# What this task involves
Would you give the entries below again, precisely as they are written?

[Saved data entries]
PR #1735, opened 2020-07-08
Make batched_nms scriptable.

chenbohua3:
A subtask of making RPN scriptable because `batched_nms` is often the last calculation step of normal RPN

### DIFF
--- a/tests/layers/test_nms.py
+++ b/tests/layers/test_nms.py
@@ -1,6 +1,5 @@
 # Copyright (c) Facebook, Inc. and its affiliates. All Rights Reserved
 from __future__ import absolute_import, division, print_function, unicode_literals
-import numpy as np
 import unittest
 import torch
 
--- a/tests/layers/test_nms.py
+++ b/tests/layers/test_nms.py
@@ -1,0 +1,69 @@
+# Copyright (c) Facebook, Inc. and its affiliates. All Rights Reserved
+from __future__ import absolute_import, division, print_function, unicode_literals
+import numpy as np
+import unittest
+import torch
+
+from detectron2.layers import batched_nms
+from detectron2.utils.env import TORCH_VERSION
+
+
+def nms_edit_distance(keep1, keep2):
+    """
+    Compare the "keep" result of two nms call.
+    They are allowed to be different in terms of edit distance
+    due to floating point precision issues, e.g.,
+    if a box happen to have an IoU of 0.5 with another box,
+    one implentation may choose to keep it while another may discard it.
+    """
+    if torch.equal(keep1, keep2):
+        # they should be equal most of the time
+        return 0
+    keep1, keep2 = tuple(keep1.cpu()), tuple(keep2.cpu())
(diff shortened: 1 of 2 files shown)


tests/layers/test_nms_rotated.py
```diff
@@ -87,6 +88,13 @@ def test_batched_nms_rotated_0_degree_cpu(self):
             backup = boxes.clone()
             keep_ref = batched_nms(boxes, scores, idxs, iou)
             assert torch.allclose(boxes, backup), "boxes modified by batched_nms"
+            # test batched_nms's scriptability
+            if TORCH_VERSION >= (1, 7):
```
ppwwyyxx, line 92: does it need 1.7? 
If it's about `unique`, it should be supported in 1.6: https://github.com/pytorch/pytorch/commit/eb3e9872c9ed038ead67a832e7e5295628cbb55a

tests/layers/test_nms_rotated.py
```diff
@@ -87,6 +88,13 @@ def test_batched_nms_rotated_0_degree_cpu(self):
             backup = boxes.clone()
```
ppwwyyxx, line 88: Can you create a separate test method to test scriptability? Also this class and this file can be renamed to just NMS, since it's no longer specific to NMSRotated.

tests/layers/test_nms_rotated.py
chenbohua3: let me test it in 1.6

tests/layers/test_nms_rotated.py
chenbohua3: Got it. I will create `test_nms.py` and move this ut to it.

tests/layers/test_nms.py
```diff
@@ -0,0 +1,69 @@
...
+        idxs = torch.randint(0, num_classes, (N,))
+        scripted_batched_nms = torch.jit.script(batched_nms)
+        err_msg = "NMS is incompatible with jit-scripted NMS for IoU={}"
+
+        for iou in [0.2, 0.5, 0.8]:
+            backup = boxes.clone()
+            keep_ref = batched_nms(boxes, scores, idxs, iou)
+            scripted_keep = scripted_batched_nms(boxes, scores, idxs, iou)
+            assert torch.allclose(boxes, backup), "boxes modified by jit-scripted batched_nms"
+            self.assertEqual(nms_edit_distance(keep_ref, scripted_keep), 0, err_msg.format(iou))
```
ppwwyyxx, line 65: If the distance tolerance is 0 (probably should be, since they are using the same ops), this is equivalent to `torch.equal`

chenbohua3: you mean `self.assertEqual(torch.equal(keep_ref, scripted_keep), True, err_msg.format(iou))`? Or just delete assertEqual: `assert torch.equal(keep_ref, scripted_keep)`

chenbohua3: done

# Written response
PR #1735, opened 2020-07-08
Make batched_nms scriptable.

chenbohua3:
A subtask of making RPN scriptable because `batched_nms` is often the last calculation step of normal RPN

### DIFF
--- a/tests/layers/test_nms.py
+++ b/tests/layers/test_nms.py
@@ -1,6 +1,5 @@
 # Copyright (c) Facebook, Inc. and its affiliates. All Rights Reserved
 from __future__ import absolute_import, division, print_function, unicode_literals
-import numpy as np
 import unittest
 import torch
 
--- a/tests/layers/test_nms.py
+++ b/tests/layers/test_nms.py
@@ -1,0 +1,69 @@
+# Copyright (c) Facebook, Inc. and its affiliates. All Rights Reserved
+from __future__ import absolute_import, division, print_function, unicode_literals
+import numpy as np
+import unittest
+import torch
+
+from detectron2.layers import batched_nms
+from detectron2.utils.env import TORCH_VERSION
+
+
+def nms_edit_distance(keep1, keep2):
+    """
+    Compare the "keep" result of two nms call.
+    They are allowed to be different in terms of edit distance
+    due to floating point precision issues, e.g.,
+    if a box happen to have an IoU of 0.5 with another box,
+    one implentation may choose to keep it while another may discard it.
+    """
+    if torch.equal(keep1, keep2):
+        # they should be equal most of the time
+        return 0
+    keep1, keep2 = tuple(keep1.cpu()), tuple(keep2.cpu())
(diff shortened: 1 of 2 files shown)


tests/layers/test_nms_rotated.py
```diff
@@ -87,6 +88,13 @@ def test_batched_nms_rotated_0_degree_cpu(self):
             backup = boxes.clone()
             keep_ref = batched_nms(boxes, scores, idxs, iou)
             assert torch.allclose(boxes, backup), "boxes modified by batched_nms"
+            # test batched_nms's scriptability
+            if TORCH_VERSION >= (1, 7):
```
ppwwyyxx, line 92: does it need 1.7? 
If it's about `unique`, it should be supported in 1.6: https://github.com/pytorch/pytorch/commit/eb3e9872c9ed038ead67a832e7e5295628cbb55a

tests/layers/test_nms_rotated.py
```diff
@@ -87,6 +88,13 @@ def test_batched_nms_rotated_0_degree_cpu(self):
             backup = boxes.clone()
```
ppwwyyxx, line 88: Can you create a separate test method to test scriptability? Also this class and this file can be renamed to just NMS, since it's no longer specific to NMSRotated.

tests/layers/test_nms_rotated.py
chenbohua3: let me test it in 1.6

tests/layers/test_nms_rotated.py
chenbohua3: Got it. I will create `test_nms.py` and move this ut to it.

tests/layers/test_nms.py
```diff
@@ -0,0 +1,69 @@
...
+        idxs = torch.randint(0, num_classes, (N,))
+        scripted_batched_nms = torch.jit.script(batched_nms)
+        err_msg = "NMS is incompatible with jit-scripted NMS for IoU={}"
+
+        for iou in [0.2, 0.5, 0.8]:
+            backup = boxes.clone()
+            keep_ref = batched_nms(boxes, scores, idxs, iou)
+            scripted_keep = scripted_batched_nms(boxes, scores, idxs, iou)
+            assert torch.allclose(boxes, backup), "boxes modified by jit-scripted batched_nms"
+            self.assertEqual(nms_edit_distance(keep_ref, scripted_keep), 0, err_msg.format(iou))
```
ppwwyyxx, line 65: If the distance tolerance is 0 (probably should be, since they are using the same ops), this is equivalent to `torch.equal`

chenbohua3: you mean `self.assertEqual(torch.equal(keep_ref, scripted_keep), True, err_msg.format(iou))`? Or just delete assertEqual: `assert torch.equal(keep_ref, scripted_keep)`

chenbohua3: done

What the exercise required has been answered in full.